Use the Integral Test to determine the convergence or divergence of the series. $$ \frac{1}{3}+\frac{1}{5}+\frac{1}{7}+\frac{1}{9}+\frac{1}{11}+\cdots $$

Short answer

The series is divergent.

Step-by-step solution

Formulate the Function

Formulate the function \(f(x) = \frac{1}{2x+1}\) that matches the terms of the series when \(x\) is a non-negative integer. We start with \(f(x)\) because this function will produce the terms in our series when we substitute positive integers for \(x\).

Determine Convergence

This function should satisfy the three conditions that make it suitable for the Integral Test. It is continuous, positive, and decreasing on the interval \([0, \infty)\). So, we can proceed with the Integral Test.

Compute the Integral

Calculate the integral of the function from 0 to infinity. The integral is \(\int_0^\infty \frac{1}{2x+1} dx\). This is an improper integral that can be solved using the basic antiderivative of \(1/x\) which is \(ln|x|\).
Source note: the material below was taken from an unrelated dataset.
PR #395, opened 2020-08-07
Update shop listing ID via listener. Closes #394

### LINKED ISSUE #394: Update UI to use new back-end route for connecting a shop to a marketplace listingId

The result of the integral is \(\lim_ {t \to \infty} ln(2t+1) - ln(1)\). When evaluating this limit at infinity, it is found to be infinity.

Interpret the Result

The result of our integral from Step 3 is infinity. According to the Integral Test, if the integral of \(f\) from \(1\) to \(\infty\) is infinite, this means that original series is divergent.